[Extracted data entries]

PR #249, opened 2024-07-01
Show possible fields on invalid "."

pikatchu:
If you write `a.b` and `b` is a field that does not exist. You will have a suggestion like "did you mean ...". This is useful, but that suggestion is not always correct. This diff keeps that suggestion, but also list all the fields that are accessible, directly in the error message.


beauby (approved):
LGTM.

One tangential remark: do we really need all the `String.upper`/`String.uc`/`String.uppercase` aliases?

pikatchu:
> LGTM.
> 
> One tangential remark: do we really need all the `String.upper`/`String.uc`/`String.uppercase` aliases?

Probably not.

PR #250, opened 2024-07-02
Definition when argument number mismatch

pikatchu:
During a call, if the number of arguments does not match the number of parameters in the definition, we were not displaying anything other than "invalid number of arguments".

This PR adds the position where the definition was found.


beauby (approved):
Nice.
---
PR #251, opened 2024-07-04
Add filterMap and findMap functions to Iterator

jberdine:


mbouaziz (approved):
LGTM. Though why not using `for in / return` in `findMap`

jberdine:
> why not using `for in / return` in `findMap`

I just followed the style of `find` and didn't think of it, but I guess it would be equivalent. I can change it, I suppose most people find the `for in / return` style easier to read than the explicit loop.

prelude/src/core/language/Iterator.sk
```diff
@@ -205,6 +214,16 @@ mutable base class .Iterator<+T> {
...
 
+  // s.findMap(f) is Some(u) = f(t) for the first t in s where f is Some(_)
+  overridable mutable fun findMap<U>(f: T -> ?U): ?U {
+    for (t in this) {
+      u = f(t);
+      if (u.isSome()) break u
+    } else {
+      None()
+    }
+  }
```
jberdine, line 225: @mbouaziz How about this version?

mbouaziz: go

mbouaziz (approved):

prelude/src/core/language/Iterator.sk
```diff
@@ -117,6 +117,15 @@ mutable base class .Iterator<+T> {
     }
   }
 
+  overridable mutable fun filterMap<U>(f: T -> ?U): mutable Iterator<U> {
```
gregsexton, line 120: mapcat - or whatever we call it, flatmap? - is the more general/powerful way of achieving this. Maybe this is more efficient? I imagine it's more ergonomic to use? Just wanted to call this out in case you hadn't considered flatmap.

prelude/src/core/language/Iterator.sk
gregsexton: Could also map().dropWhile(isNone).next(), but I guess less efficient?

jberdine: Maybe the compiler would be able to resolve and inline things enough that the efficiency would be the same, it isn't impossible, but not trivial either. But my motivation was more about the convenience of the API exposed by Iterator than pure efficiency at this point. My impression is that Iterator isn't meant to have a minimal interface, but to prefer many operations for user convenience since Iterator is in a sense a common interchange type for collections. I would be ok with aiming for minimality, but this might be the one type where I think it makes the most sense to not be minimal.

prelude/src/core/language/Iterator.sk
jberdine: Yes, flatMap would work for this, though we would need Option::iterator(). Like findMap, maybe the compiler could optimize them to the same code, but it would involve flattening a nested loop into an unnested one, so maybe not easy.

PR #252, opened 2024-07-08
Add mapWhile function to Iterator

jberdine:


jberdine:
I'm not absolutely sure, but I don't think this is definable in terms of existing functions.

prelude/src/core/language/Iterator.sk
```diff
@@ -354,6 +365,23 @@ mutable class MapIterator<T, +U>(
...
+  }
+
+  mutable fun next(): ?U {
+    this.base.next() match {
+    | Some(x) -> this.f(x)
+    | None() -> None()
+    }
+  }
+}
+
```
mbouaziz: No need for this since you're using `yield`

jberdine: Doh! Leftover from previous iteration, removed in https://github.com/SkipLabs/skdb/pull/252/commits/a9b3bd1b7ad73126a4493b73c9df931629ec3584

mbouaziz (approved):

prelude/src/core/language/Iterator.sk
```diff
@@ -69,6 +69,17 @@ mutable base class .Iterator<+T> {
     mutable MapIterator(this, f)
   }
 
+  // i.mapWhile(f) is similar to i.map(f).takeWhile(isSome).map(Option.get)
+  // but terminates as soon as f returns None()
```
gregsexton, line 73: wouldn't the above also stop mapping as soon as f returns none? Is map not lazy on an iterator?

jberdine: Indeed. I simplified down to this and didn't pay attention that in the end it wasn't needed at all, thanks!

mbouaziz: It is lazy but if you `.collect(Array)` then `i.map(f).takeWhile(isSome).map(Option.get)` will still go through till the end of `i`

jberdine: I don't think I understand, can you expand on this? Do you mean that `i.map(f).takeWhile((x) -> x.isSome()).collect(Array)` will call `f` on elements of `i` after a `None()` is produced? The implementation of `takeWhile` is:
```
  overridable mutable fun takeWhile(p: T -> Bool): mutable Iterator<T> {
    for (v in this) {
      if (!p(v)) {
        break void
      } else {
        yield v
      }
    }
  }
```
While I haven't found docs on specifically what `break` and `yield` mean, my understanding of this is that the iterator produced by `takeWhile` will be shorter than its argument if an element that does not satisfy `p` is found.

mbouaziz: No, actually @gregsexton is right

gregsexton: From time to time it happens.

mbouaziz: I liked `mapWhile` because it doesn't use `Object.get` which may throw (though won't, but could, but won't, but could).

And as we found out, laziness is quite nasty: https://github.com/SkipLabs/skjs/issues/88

> **INSTRUCTIONS FOR THE TASK**:
Read through the entries, then copy every line where the string "will" is found.

> **RESULT**:
If you write `a.b` and `b` is a field that does not exist. You will have a suggestion like "did you mean ...". This is useful, but that suggestion is not always correct. This diff keeps that suggestion, but also list all the fields that are accessible, directly in the error message.
mbouaziz: It is lazy but if you `.collect(Array)` then `i.map(f).takeWhile(isSome).map(Option.get)` will still go through till the end of `i`
jberdine: I don't think I understand, can you expand on this? Do you mean that `i.map(f).takeWhile((x) -> x.isSome()).collect(Array)` will call `f` on elements of `i` after a `None()` is produced? The implementation of `takeWhile` is:
While I haven't found docs on specifically what `break` and `yield` mean, my understanding of this is that the iterator produced by `takeWhile` will be shorter than its argument if an element that does not satisfy `p` is found.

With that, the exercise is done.